# A Archer helping Archers(Free bow tuning and setup)



## Bell_Man (Jul 26, 2010)

I have a home archery shop.  I want do my part in making sure bowhunters go out this season with the proper set up and well tuned bows.  I do not make a profit just do it for hobby.

If you buy the supplies I'll set you up simple as that.

I can get all supplies at discount prices let me know what you need.

String and Cables  any color
Arrows
Fletchings
D-loops
Peep sights
Cat Whiskers   colored matched to strings
Tunes

Adam 404-285-8922

Tired of Waiting on a not so pro shop?  Call me

I am not a business I have a fulltime job.  This is Just a Bowhunter helping Bowhunters.

Im in Jackson GA.  Near Jackson Lake


----------



## Bell_Man (Jul 28, 2010)

Some of my work


----------



## Bell_Man (Jul 28, 2010)

*this is my bow*

I have 5 bows Im doing  this week.  I will get pics of before and after.  Its a cell phone picture


----------



## Jody Hawk (Jul 29, 2010)

Nice work.


----------



## slghtr2000 (Jul 29, 2010)

hey man i have a 2008 redhead toxik thats actually made by bowtech/diamond. i will be needing a new string before long and was wondering how much you could get it and put it on for. thinking maybe i would like red/black. thank you


----------



## Bell_Man (Jul 30, 2010)

slghtr2000 said:


> hey man i have a 2008 redhead toxik thats actually made by bowtech/diamond. i will be needing a new string before long and was wondering how much you could get it and put it on for. thinking maybe i would like red/black. thank you



PM sent


----------



## mattech (Jul 30, 2010)

Guys, I just got home from Adam's house, and let me tell ya' this guy knows what he is doing. After talking on the phone with him yesterday I decided to make my way over there today, First off when I got there he had a spec sheet printed off for my bow, I have never seen anyone do that, second he does'nt just play with it for a bit and give it back, I was there for almost three hours, I learned alot, and got my bow shooting good. If anyone needs some work done I highly recomend giving Adam a shout.
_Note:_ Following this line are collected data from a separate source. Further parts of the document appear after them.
PR #37, opened 2020-04-23
Initial mongodb validator for line-list case data

khmoran:
This validator is missing a bunch of things, but it's a solid first attempt that at least validates everything's types, required fields, and some of the basic values.

It's still missing things like:

- Requiring one field or another (for source data)
- Actual dictionary values
- Maybe a better way of doing nested validation? (i.e. the location validation is redundant between location and travel_history.location)

### DIFF
--- a/data-serving/data-service/schemas/cases.schema.json
+++ b/data-serving/data-service/schemas/cases.schema.json
@@ -1,0 +1,358 @@
+{
+  "$jsonSchema": {
+    "required": [
+      "_id",
+      "location",
+      "source",
+      "metadata"
+    ],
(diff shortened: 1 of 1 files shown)


khmoran:
Btw this is for use in importing existing data, not in the server -- lmk if you want it to live somewhere else, like in a data-import dir or something

khmoran:
> I'm assuming the action failures are unrelated?

As far as I can tel? @attwad wdyt?

attwad:
Yeah it seems like github still had issues running actions, I reran them manually now and they passed. LGTM.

Adam it was great to meet you and thanks again.


----------



## Bell_Man (Aug 1, 2010)

mattech said:


> Guys, I just got home from Adam's house, and let me tell ya' this guy knows what he is doing. After talking on the phone with him yesterday I decided to make my way over there today, First off when I got there he had a spec sheet printed off for my bow, I have never seen anyone do that, second he does'nt just play with it for a bit and give it back, I was there for almost three hours, I learned alot, and got my bow shooting good. If anyone needs some work done I highly recomend giving Adam a shout.
> 
> Adam it was great to meet you and thanks again.



Thanks.  It was my pleasure.  Good luck this year.  If you need anything else give me a shout.


----------



## Fishin & Hunting (Aug 2, 2010)

I want to thank Adam for the help he gave me this afternoon.  

I went over to see if Adam could help me out with the tuning of my bow.  After less than an hour I think I walked away with a different bow.  I am real impressed with my grouping now.  My 30 and 40 yard shots are tighter than I have ever seen.  I didn't know I could shot that good.  All this time it was my bow that was causing me to think older age was causing my wider groupings.

At first I was hesitant when I first read Adam's post on tuning bows to help out others.  After today I know it is true.  He is just trying to help others out. I would encourage others to give him a pm if you need help.

Thanks again Adam.


----------



## mattech (Aug 2, 2010)

Fishin & Hunting said:


> I want to thank Adam for the help he gave me this afternoon.
> 
> I went over to see if Adam could help me out with the tuning of my bow.  After less than an hour I think I walked away with a different bow.  I am real impressed with my grouping now.  My 30 and 40 yard shots are tighter than I have ever seen.  I didn't know I could shot that good.  All this time it was my bow that was causing me to think older age was causing my wider groupings.
> 
> ...



Did he make you shoot between his vehicles. lol I got a little nervous doing that.


----------



## Fishin & Hunting (Aug 2, 2010)

No, I don't think he wife was there, so I was just shooting beside one vehicle.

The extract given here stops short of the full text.